Chief Executive Josef Ackermann last week acknowledged the bank was heading for a rocky third quarter, flagging an upcoming revaluation of 29 billion euros of credit it had promised to clients.
  
Deutsche would normally farm these loans out to other banks, but it has become harder to sell on such debt in the wake of a credit squeeze that began with a wave of mortgage defaults in the US, and the bank now faces having to write down the value of these loans to reflect this.
  
One source familiar with the situation said the bank estimates that the credit is now worth between 4 and 6 per cent less than face value.
  
That would hit profit by up to 1.7 billion euros booked in the third quarter. In the same period a year ago, Deutsche made a net profit of 1.2 billion.
  
Deutsche, one of the world's biggest M&A banks, is now trying to get clients to renegotiate credit terms or drop deals to shrink the size of the fallout. The loss could also shrink if credit market conditions improve.
  
The bank declined to comment.
  
On Monday, Deutsche Bank's shares were down 1.6 per cent, underperforming the European banking sector and Germany's blue-chip DAX index.
  
''Concern that Deutsche Bank could face substantial write downs due to the credit crisis is weighing on the share,'' said one Frankfurt-based trader.
  
The potential loss is bigger than the estimates made by many analysts, some of whom are expecting as little as 500 million euros.

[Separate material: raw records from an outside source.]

PR #809, opened 2018-07-23
mailroom.py submission, list_lab.py updated per comment

andykhkwok:
Mailroom.py is ready for review. Necessary comments will be updated on part 2 in Lesson 4 .
list lab updated per previous comment.
Both are submitted on the website.

Can you please review the trigrams.py exercise and provide guidance if I am understanding the prompt from the exercise correctly? My current understanding is to build a dictionary using a book then use the dictionary to build another story in iteration till no more match can be found.

### DIFF
--- a/students/AndyKwok/lesson04/trigrams.py
+++ b/students/AndyKwok/lesson04/trigrams.py
@@ -1,0 +1,66 @@
+# Description: Trigram Exercise
+# Author: Andy Kwok
+# Last Updated: 07/22/2018
+# ChangeLog: 
+# v1.0 - Initialization
+
+import random
+import re
+
+# Read contents from file
+f = open('sherlock_mid.txt')
+read_data = f.read()
+f.close()
+
+# Split words into a string by , . - ; ( ) " ' ! and space
+split_data = re.split('[,|\.|\-|\;|(\|)|\"|\'|!|\s]+',read_data)
+# Remove '' caused by re.split
+if split_data[-1] == '':
+    del split_data[-1]    
+
+# Generating dictionary
+word_index = {}
+for counter, word in enumerate(split_data):
+    if counter != (len(split_data)-2):
+        next_word = word + ' ' + split_data[counter+1]
+        # Check if key already exist
+        existing_value = word_index.get(next_word, ["Key_Do_not_Exists"])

Merrill Lynch has predicted up to $1 billion.
  
Many analysts privately admit, however, that making a forecast is difficult. ''The sector has a black box discount at the moment,'' said one.
  
Deutsche is hoping that some customers, which include private equity investors as well as big companies carrying out M&A transactions, will either accept new terms for the credit or in some cases drop the deals.
  
The bank can use its muscle to renegotiate the terms of the credit, which in turn makes it easier for them to sell to other banks and reduces the need for write downs.
  
Big banks can sometimes call in such favours from customers because of their lending clout.
  
''If you take a private equity buyer, the bank provides them with leveraged finance to do their deals,'' said one banker active in the market. ''So it's in their interest to keep the relationship
good.''
  
Deutsche's Ackermann has acknowledged his bank made 'mistakes' during the recent market turmoil and publicly called for 'transparency', demanding banks should come clean quickly about the full impact of the credit crunch on the bottom line.
  
But he also told Germany's Spiegel magazine in Monday's edition he saw 'initial encouraging signs' that financial markets were returning to normal.
  
Last week, investment bank Bear Stearns saw its profit plunge almost two thirds as the value of investments in risky subprime mortgages dipped.
  
Goldman Sachs and Lehman Brothers surprised investors, however, with unexpectedly good results.